▸ Try it:
Scan the data beneath this task and copy each line that includes "shortened".

▸ Data records:

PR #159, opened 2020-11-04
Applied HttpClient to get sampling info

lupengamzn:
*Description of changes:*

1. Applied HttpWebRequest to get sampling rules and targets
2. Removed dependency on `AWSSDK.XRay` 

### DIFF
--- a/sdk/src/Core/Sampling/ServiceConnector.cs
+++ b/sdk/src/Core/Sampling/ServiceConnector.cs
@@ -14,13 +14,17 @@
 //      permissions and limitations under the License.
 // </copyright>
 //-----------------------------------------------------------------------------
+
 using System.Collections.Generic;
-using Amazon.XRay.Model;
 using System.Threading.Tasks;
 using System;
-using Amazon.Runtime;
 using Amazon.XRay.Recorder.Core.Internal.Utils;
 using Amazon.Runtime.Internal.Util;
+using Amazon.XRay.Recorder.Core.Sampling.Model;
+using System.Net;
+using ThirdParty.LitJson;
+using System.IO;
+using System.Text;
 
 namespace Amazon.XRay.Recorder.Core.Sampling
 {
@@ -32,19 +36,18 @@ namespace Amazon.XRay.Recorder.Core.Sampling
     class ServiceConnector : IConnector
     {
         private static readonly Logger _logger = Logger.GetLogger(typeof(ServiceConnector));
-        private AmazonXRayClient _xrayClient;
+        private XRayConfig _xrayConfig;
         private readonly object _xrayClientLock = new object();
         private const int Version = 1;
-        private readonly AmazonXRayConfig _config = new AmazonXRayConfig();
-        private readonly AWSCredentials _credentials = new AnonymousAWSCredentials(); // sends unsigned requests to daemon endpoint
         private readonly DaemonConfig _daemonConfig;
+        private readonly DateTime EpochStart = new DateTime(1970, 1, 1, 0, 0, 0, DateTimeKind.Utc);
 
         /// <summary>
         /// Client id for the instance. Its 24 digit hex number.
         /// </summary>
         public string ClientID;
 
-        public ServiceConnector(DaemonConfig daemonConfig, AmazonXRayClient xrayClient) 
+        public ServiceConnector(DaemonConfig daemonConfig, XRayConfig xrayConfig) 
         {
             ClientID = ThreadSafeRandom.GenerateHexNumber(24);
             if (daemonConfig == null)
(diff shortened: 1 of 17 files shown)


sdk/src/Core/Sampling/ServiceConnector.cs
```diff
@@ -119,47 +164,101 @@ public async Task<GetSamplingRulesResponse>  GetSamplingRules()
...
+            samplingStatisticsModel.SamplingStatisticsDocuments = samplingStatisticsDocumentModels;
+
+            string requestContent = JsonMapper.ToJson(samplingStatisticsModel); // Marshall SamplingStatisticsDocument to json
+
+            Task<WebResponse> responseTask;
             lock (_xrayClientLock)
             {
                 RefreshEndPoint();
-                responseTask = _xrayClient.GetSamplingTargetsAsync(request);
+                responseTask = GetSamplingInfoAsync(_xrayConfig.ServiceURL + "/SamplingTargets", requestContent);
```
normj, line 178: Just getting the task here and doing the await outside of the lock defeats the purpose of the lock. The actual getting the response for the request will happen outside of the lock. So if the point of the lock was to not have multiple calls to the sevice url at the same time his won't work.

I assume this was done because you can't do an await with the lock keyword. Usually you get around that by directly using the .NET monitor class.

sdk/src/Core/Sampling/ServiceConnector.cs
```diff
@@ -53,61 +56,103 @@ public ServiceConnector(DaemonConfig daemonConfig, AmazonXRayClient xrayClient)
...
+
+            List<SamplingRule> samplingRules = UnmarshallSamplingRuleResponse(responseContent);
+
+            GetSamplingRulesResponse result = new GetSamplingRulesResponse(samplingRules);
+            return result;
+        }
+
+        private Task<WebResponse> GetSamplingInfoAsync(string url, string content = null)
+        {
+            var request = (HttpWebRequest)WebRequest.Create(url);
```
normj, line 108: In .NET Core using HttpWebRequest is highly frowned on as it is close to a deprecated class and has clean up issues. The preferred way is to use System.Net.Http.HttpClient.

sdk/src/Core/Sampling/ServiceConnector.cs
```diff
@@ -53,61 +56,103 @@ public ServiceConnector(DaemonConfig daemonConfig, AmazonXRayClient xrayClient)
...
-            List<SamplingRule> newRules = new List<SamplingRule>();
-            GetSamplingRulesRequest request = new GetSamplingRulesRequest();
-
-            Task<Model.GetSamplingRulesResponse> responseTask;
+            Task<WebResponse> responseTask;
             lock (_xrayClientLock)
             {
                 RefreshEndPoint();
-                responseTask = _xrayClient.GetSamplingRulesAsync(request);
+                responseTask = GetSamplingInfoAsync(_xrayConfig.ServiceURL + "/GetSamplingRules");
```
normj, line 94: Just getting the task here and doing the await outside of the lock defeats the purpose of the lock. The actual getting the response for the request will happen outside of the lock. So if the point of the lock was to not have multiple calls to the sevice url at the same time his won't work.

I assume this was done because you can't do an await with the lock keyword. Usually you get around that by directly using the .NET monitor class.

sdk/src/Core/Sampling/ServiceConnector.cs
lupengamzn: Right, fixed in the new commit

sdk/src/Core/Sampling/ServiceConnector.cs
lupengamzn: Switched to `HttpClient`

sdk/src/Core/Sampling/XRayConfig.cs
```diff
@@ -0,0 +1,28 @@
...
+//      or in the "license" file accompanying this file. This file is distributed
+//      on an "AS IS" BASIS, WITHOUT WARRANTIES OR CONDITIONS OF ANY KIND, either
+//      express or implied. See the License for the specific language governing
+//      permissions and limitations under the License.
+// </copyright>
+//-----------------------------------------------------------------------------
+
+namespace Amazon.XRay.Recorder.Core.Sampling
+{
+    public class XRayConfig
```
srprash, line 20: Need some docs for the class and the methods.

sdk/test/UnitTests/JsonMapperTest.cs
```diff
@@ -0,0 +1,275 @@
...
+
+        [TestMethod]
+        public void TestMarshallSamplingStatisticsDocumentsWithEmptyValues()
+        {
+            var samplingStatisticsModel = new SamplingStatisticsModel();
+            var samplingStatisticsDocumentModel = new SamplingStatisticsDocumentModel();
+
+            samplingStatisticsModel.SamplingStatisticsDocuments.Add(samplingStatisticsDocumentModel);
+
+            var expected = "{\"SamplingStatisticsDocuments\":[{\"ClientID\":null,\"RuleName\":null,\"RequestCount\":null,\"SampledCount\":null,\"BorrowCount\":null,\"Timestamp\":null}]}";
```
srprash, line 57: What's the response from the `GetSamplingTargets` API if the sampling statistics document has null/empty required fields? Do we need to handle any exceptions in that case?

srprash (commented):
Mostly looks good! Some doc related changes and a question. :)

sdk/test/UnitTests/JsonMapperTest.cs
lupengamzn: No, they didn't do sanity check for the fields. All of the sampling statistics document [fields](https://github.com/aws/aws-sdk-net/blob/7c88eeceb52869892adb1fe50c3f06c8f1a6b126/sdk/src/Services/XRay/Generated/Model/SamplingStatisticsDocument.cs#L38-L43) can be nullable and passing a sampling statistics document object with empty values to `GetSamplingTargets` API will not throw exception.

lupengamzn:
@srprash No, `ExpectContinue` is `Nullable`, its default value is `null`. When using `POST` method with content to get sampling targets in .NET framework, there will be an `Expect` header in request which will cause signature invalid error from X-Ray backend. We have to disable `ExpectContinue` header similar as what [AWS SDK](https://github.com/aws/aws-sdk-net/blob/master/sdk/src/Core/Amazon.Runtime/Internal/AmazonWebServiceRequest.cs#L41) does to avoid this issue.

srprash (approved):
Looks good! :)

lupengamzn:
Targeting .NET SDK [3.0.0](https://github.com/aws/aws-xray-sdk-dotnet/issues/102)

==

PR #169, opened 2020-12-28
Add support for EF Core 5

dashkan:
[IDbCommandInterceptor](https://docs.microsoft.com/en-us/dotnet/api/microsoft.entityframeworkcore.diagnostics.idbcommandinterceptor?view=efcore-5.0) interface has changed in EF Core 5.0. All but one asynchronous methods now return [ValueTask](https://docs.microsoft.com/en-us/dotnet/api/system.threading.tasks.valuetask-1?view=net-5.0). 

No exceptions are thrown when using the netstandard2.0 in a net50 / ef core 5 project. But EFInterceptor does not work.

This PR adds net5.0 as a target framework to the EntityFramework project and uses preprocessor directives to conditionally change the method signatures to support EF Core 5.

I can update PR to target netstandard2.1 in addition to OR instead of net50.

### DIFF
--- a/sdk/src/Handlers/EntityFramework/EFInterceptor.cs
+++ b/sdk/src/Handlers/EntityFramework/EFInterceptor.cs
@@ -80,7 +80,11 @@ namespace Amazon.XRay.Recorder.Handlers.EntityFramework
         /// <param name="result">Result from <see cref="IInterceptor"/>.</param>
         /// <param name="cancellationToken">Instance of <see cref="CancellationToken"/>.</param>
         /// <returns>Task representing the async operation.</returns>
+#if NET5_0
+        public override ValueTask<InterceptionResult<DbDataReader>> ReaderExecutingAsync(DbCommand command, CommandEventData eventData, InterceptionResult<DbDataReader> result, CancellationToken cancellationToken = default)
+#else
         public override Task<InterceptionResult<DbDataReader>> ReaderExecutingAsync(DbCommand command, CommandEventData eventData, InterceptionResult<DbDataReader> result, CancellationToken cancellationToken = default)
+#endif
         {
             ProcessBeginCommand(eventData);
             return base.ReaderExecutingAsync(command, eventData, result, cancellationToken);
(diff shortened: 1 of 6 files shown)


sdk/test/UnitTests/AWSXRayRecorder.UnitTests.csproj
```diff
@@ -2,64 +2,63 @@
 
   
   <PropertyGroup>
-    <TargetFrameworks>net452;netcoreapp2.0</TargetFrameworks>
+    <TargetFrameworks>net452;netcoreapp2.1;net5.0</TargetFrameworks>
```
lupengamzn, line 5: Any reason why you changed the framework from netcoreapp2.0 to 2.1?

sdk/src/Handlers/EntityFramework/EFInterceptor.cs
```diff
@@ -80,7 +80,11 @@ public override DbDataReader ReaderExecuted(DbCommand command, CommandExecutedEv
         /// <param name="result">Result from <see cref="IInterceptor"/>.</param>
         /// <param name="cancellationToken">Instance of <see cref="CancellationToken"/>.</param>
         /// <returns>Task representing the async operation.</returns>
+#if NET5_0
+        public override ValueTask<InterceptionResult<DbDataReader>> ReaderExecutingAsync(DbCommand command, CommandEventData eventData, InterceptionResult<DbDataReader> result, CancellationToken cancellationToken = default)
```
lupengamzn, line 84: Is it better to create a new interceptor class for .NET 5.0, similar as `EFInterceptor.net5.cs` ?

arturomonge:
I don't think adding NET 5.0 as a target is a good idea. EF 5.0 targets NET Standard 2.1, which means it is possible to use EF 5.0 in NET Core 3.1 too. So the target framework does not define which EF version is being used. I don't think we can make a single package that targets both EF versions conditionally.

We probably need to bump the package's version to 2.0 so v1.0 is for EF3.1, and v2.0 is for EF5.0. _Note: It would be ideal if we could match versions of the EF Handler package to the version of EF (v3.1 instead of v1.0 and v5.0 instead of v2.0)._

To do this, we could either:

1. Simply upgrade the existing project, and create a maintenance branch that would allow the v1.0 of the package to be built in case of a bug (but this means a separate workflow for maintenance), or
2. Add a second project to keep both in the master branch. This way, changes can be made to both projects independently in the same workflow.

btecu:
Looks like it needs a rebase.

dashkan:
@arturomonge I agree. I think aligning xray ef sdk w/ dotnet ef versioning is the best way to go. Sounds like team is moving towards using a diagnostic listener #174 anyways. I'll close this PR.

--

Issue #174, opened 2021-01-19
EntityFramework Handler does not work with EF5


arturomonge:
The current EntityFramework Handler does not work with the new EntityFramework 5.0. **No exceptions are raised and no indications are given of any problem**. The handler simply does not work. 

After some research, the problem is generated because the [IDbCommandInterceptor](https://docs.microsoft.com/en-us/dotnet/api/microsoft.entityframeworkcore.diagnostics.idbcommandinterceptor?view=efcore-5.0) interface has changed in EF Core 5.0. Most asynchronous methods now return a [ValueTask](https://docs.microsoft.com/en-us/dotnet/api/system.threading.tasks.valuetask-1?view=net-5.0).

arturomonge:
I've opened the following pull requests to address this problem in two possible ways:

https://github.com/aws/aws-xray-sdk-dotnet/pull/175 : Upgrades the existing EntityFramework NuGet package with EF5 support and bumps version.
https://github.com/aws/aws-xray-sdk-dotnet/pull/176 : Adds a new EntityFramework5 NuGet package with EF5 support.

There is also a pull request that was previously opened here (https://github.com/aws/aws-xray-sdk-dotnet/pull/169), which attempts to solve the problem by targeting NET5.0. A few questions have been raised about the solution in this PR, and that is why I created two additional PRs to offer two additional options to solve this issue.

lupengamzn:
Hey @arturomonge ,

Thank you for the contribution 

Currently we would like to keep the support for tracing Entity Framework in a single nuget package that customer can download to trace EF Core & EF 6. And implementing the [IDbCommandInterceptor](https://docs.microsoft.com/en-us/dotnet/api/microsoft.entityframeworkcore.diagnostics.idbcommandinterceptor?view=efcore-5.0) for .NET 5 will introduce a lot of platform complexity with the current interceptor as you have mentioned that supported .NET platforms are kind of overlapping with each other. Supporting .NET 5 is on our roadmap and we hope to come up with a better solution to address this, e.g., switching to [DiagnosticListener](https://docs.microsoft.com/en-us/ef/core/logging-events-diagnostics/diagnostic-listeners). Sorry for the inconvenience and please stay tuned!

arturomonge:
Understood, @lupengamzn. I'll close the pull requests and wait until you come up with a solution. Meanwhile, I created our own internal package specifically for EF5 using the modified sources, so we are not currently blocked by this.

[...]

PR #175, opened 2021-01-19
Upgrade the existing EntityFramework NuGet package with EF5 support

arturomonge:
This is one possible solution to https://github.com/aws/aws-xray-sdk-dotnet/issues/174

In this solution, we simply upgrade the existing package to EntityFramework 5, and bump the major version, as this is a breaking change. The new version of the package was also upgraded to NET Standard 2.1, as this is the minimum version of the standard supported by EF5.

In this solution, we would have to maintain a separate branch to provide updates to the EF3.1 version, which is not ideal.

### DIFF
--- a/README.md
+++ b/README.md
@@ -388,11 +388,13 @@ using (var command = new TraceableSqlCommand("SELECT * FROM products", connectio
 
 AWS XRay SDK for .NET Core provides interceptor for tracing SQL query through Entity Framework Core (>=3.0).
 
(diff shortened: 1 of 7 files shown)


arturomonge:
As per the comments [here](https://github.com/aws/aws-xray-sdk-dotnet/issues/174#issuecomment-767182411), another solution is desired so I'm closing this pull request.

▸ Response area:
(diff shortened: 1 of 17 files shown)
(diff shortened: 1 of 6 files shown)
(diff shortened: 1 of 7 files shown)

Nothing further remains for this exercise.